What to do: Please copy every line below that contains the string "touk".

(Data Opens)

PR #2093, opened 2021-08-26
Appending roles from the roles claim in the ID token.

trombka:
This adds a configuration field to enable user roles from the claims provided by an OIDC issuer in an ID token or userinfo. Since there is no standard claim for the purpose, a claim name must be provided probably in collision-resistant form like URI.

Example:
```
authentication {
  method: "Oidc"
  ...
  rolesClaim: "urn:namespace:roles"
  ...
}
```

### DIFF
--- a/engine/security/src/main/scala/pl/touk/nussknacker/ui/security/oauth2/OpenIdConnectProfile.scala
+++ b/engine/security/src/main/scala/pl/touk/nussknacker/ui/security/oauth2/OpenIdConnectProfile.scala
@@ -1,7 +1,10 @@
 package pl.touk.nussknacker.ui.security.oauth2
 
+import io.circe.Decoder
+
 import java.time.LocalDate
 import io.circe.generic.extras.{Configuration, ConfiguredJsonCodec, JsonKey}
+import io.circe.generic.extras.semiauto.deriveDecoder
 import io.circe.java8.time.{JavaTimeDecoders, JavaTimeEncoders}
 import pl.touk.nussknacker.ui.security.api.AuthenticatedUser
 import pl.touk.nussknacker.ui.security.oauth2.OAuth2Profile.getUserRoles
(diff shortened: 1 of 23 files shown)


engine/security/src/main/scala/pl/touk/nussknacker/ui/security/oauth2/OpenIdConnectProfile.scala
```diff
@@ -40,19 +43,35 @@ import scala.concurrent.duration.Deadline
...
   val jwtId: Option[String] = None
   val notBefore: Option[Deadline] = None
 }
 
 object OpenIdConnectUserInfo extends EpochSecondsCodecs with JavaTimeDecoders with JavaTimeEncoders with EitherCodecs {
-  implicit val config: Configuration = Configuration.default
+  implicit val config: Configuration = Configuration.default.withDefaults
+
+  lazy val decoder: Decoder[OpenIdConnectUserInfo] = deriveDecoder[OpenIdConnectUserInfo]
+  def decoderWithCustomRolesClaim(rolesClaim: String): Decoder[OpenIdConnectUserInfo] =
```
mproch, line 60: cool :)

engine/security/src/main/scala/pl/touk/nussknacker/ui/security/oidc/OidcAuthenticationResources.scala
```diff
@@ -6,7 +6,7 @@ import sttp.client.{NothingT, SttpBackend}
 import scala.concurrent.{ExecutionContext, Future}
 
 
-class OidcAuthenticationResources(realm: String, configuration: OidcAuthenticationConfiguration)(implicit ec: ExecutionContext, sttpBackend: SttpBackend[Future, Nothing, NothingT])
+class OidcAuthenticationResources(override val name: String, realm: String, configuration: OidcAuthenticationConfiguration)(implicit ec: ExecutionContext, sttpBackend: SttpBackend[Future, Nothing, NothingT])
```
mproch, line 9: I wonder, maybe it would be better to just pass it as constructor parameter? Now it's not quite clear for me, looking at the code, when and how this should be overridden

trombka: Hmmm... I don't get it. `override` does not mean that a value or method is to be overridden, but that it overrides a value or method from a superclass.

mproch (approved):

(Data Closes)

Output of the exercise:
--- a/engine/security/src/main/scala/pl/touk/nussknacker/ui/security/oauth2/OpenIdConnectProfile.scala
+++ b/engine/security/src/main/scala/pl/touk/nussknacker/ui/security/oauth2/OpenIdConnectProfile.scala
 package pl.touk.nussknacker.ui.security.oauth2
 import pl.touk.nussknacker.ui.security.api.AuthenticatedUser
 import pl.touk.nussknacker.ui.security.oauth2.OAuth2Profile.getUserRoles
engine/security/src/main/scala/pl/touk/nussknacker/ui/security/oauth2/OpenIdConnectProfile.scala
engine/security/src/main/scala/pl/touk/nussknacker/ui/security/oidc/OidcAuthenticationResources.scala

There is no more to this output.